> _EXERCISE DETAILS_
Check every line of the material below for "site". Give the number of lines that have it, and only that.

DATA TO USE START

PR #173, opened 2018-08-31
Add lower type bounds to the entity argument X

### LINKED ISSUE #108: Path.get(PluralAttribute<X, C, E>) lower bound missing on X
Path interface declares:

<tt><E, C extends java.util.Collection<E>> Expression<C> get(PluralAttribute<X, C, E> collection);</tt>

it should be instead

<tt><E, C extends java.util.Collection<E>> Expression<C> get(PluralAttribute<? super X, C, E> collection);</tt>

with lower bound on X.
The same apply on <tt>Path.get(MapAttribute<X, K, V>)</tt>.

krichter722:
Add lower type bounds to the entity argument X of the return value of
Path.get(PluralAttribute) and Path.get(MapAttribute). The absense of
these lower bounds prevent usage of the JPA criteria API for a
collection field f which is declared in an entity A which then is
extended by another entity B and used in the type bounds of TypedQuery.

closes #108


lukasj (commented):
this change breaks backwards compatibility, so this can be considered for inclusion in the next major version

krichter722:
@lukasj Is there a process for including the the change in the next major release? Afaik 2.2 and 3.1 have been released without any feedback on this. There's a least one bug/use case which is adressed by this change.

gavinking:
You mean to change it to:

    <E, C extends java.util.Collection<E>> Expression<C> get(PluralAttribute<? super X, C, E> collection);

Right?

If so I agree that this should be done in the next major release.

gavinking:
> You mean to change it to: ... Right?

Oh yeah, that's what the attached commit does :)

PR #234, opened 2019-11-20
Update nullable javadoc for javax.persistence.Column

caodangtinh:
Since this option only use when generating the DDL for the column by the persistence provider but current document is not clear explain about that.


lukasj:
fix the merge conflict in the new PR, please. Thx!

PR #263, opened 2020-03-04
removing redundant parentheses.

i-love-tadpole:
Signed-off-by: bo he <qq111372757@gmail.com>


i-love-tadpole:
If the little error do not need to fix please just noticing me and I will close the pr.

DATA TO USE END
DATA TO USE START

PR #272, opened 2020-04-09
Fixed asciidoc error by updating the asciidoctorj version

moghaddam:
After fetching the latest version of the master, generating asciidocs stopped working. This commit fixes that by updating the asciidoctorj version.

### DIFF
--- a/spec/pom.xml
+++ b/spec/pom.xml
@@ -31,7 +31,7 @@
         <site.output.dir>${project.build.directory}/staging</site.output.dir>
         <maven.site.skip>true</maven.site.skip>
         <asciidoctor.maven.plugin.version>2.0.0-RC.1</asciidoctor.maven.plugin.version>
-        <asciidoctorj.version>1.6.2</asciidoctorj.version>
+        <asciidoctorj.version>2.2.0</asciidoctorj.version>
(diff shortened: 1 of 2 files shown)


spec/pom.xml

DATA TO USE END
DATA TO USE START

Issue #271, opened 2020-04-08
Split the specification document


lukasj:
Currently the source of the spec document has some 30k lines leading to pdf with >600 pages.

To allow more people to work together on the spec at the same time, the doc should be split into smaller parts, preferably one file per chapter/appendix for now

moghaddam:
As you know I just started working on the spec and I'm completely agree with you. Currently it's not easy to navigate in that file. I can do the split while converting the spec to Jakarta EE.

DATA TO USE END

> _RESPONSE AREA_
2